Dataset Catalog

Dataset Catalog#

The repository ships with multiple HDF5 datasets stored under datasets/<name>/. Each folder contains data.hdf5 (train/test/val splits), optional parameter sets, and metadata such as timesteps. Datasets are typically produced via the codes.create_dataset helper described in :doc:guides/extending-benchmark, which ensures a consistent layout:

  • train / test / val: arrays with shape (n_samples, n_timesteps, n_quantities).

  • Optional *_params: per-trajectory parameters (e.g., radiation field, metallicity).

  • timesteps: explicit timeline (logarithmic or linear).

  • Attributes such as n_quantities, n_parameters, and train/test/val counts for quick inspection (older datasets may infer these values on the fly).

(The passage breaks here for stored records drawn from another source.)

PR #246, opened 2016-05-13
When closing widget on mobile, prevent scrolling to the top of page

alavers:
@lemieux @jugarrit @jpjoyal 

The fix to make chat scrolling work on mobile also introduced a separate bug. Setting the html body width and height to 100% scrolls the page back up to the top, frustrating if you open the widget on a long page you've scrolled deeply into.

### DIFF
--- a/src/stylesheets/main.less
+++ b/src/stylesheets/main.less
@@ -69,7 +69,7 @@
     }
     @media (max-width: @screen-sm-min) {
         width: 100%;
-        height: 100%;
+        height: auto;
     }
 }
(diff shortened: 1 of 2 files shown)


lemieux:
:+1:

jpjoyal:
Looks good but worth testing on different devices / web sites

alavers:
- [ ] Chrome
- [ ] iOS
- [ ] Android
- [ ] Bootstrap (with/without)
- [ ] Embedded mode

PR #247, opened 2016-05-13
Release 2.5.1

alavers:
# Fixes
- Log warning when destroy is called before init
- When closing widget on mobile, prevent page from scrolling to the top
- Set widget height to auto to resolve an issue observed on some pages


lemieux:
:+1: do it!

PR #248, opened 2016-05-16
Use accent color for loading image animation

Mario54:
@lemieux @mspensieri @chloepouprom @liyefei737 @dannytranlx 

The loading animation was using the default blue color even if the accent color was set in the web app. With this change the accent color will be used if there is one.

web-loading-image

### DIFF
--- a/src/js/components/image-loading.jsx
+++ b/src/js/components/image-loading.jsx
@@ -1,10 +1,10 @@
 import React from 'react';
 
-export function ImageLoading({accentColor} = {}) {
+export function ImageLoading({color} = {}) {
     const bounceStyle = {};
 
-    if (accentColor) {
-        bounceStyle.backgroundColor = `#${accentColor}`;
+    if (color) {
+        bounceStyle.backgroundColor = `#${color}`;
     }
 
     return <div className='image-overlay'>
--- a/src/js/components/image-loading.jsx
+++ b/src/js/components/image-loading.jsx
@@ -1,11 +1,20 @@
 import React from 'react';
 
-export function ImageLoading() {
+export function ImageLoading({accentColor} = {}) {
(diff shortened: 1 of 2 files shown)


src/js/components/image-loading.jsx
```diff
@@ -1,11 +1,20 @@
...
+    if (accentColor) {
+        bounceStyle.backgroundColor = `#${accentColor}`;
+    }
+
     return <div className='image-overlay'>
                <div className='three-bounce spinner'>
-                   <div className='bounce1'></div>
-                   <div className='bounce2'></div>
-                   <div className='bounce3'></div>
+                   <div className='bounce1'
```
Mario54: We could refactor this part to remove the duplication, but I'm not sure it's worth the trouble?

mspensieri:
👍

chloepouprom:
👍

src/js/components/image-loading.jsx
lemieux: /shrug you're already in the image-loading component to abstract that kind of things... not sure how "optimal" it's worth going.

Mario54: Yeah, it's fine as-is 😛

src/js/components/image-message.jsx
```diff
@@ -24,7 +24,7 @@ export class ImageMessage extends Component {
     render() {
         const preloader = () => {
             return <div className='preloader-container'>
-                       <ImageLoading />
+                       <ImageLoading accentColor={ this.props.accentColor } />
```
lemieux: just call the prop `color` ... it defines the color of the whole component

lemieux:
:+1:

jugarrit:
Purty

PR #249, opened 2016-05-17
Automatically dismiss error notifications after 10 seconds

Mario54:
@lemieux @chloepouprom @liyefei737 @alavers @dannytranlx 

Using `redux-thunk` the `showErrorNotification` action will also dispatch a `hideErrorNotification` action after 10 seconds.

The style of the "x" button was changed, so that it is always shown to the user (not only when hovering the notification).

### DIFF
--- a/src/js/actions/app-state-actions.js
+++ b/src/js/actions/app-state-actions.js
@@ -118,7 +118,7 @@ export function setServerURL(url) {
 export function showErrorNotification(message) {
     return (dispatch) => {
         setTimeout(() => {
-            dispatch(hideErrorNotification(message));
+            dispatch(hideErrorNotification());
         }, 10000);
 
         dispatch({
@@ -128,10 +128,9 @@ export function showErrorNotification(message) {
     };
 }
 
-export function hideErrorNotification(message) {
+export function hideErrorNotification() {
     return {
-        type: HIDE_ERROR_NOTIFICATION,
-        message
+        type: HIDE_ERROR_NOTIFICATION
     };
 }
 
--- a/src/js/actions/app-state-actions.js
+++ b/src/js/actions/app-state-actions.js
@@ -18,8 +18,6 @@ export const SET_EMBEDDED = 'SET_EMBEDDED';
 export const ENABLE_IMAGE_UPLOAD = 'ENABLE_IMAGE_UPLOAD';
 export const DISABLE_IMAGE_UPLOAD = 'DISABLE_IMAGE_UPLOAD';
 
-const NOTIFICATION_HIDE_DELAY = 5000;
-
 export function toggleWidget() {
     return {
         type: TOGGLE_WIDGET
@@ -99,14 +97,8 @@ export function unsetEmailReadonly() {
 }
 
 export function showSettingsNotification() {
-    return (dispatch) => {
-        dispatch({
-            type: SHOW_SETTINGS_NOTIFICATION
-        });
-
-        setTimeout(() => {
-            dispatch(hideSettingsNotification());
-        }, NOTIFICATION_HIDE_DELAY);
+    return {
+        type: SHOW_SETTINGS_NOTIFICATION
     };
 }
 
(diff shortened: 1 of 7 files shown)


src/js/actions/app-state-actions.js
```diff
@@ -116,9 +116,15 @@ export function setServerURL(url) {
 }
 
 export function showErrorNotification(message) {
-    return {
-        type: SHOW_ERROR_NOTIFICATION,
-        message
+    return (dispatch) => {
+        setTimeout(() => {
+            dispatch(hideErrorNotification(message));
```
Mario54: Here, it means any error notifications will be dismissed, even if it didn't originate in the same call to `showErrorNotification`.

We could send an id when dispatching the `SHOW_ERROR_NOTIFICATION` action which would have to be sent with its associated `HIDE_ERROR_NOTIFICATION` action to make sure the right notification is dismissed. Thoughts @lemieux?

lemieux: Doesn't really, matter, the widget only supports one notification at the same time anyway.

By looking at this, can you do this little piece of clean up : remove `message` from the action... I don't know why it has an argument for dismissing it... probably a bad copy paste.

lemieux:
:+1: once tests are fixed

Mario54:
@lemieux I introduced the [redux-mock-store](https://github.com/arnaudbenard/redux-mock-store) package in 8f1f305 to make it easier to test async actions.

test/specs/services/conversation-service.spec.js
```diff
@@ -474,7 +474,7 @@ describe('Conversation service', () => {
 
                 it('should show an error notification', () => {
                     return conversationService.uploadImage({}).catch(() => {
-                        mockedStore.dispatch.should.have.been.calledWith({
+                        mockedStore.getActions().should.include({
```
lemieux: nice!

lemieux:
Very nice! Much easier to test when you can have 2 or 3 actions dispatched for a single thing.

src/js/actions/app-state-actions.js
Mario54: Fixed in 1d26a18

test/utils/redux.js
```diff
@@ -12,10 +13,13 @@ function restoreAppStore() {
...
 
 export function createMockedStore(sinon, mockedState = {}) {
-    const store = createStore(() => mockedState);
+    const middlewares = [thunkMiddleware];
+    const mockStore = configureStore(middlewares);
+    const store = mockStore(mockedState);
 
     sinon.spy(store, 'dispatch');
     store.restore = restoreAppStore;
+    store.subscribe = () => Function();
```
liyefei737: subscribe to empty function? or maybe I don't know enough about redux yet lol...

lemieux: `Function` with a capital F?

Mario54: @liyefei737 This parts of the code creates a mocked store, meaning that it will fake the actual store and provide an implementation that's easier to test.

In this case, I changed the `subscribe` function to make it return an empty function because `redux-mock-store` was making it return `null`.

Maybe the code is confusing (perhaps I should change that part)

```js
store.subscribe = () => Function();
// is equivalent to...
store.subscribe = function() {
    return function() {};
};
```

lemieux: @liyefei737 it doesn't subscribe to an empty function, it replaces `subscribe` with an empty one. I'd actually do `store.subscribe = sinon.stub()` instead in case we need to test it somehow.

Mario54: @lemieux See above. Invoking `Function` like this `Function()` will just return an empty function.

I'll change it so `Function()` is not used anymore

lemieux: yeah do `store.subscribe = sinon.stub().returns(Function())` instead.

Mario54: Good point @lemieux

chloepouprom:
👍

dannytranlx:
👍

When you add new datasets, follow the same convention so the CLI can auto-discover everything.

Visualisations#

For each dataset we usually publish a quick set of plots (trajectories, gradients, distributions, random example). Generate or refresh them via:

python datasets/_data_analysis/analyse_all_datasets.py

The script iterates over the list called datasets inside datasets/_data_analysis/analyse_all_datasets.py. To visualise a new dataset, append its identifier there and add an entry to the dictionary defined in datasets/_data_analysis/dataset_dict.py. Each entry specifies whether to plot on a log scale, how many quantities per subplot (app), and the plotting tolerance (controls axis limits). The script then produces PNGs under each dataset folder.

osu dataset trajectories

Example visualisation (osu2008) showing the log-scale trajectories generated by the helper script.#

Download helper#

You rarely need to download anything manually: the training, tuning, and evaluation CLIs call download_data on demand, which uses the URLs defined in datasets/data_sources.yaml. The first time you reference a dataset, its data.hdf5 is fetched and cached under datasets/<name>/. Keep data_sources.yaml up to date if you mirror the data in your own storage.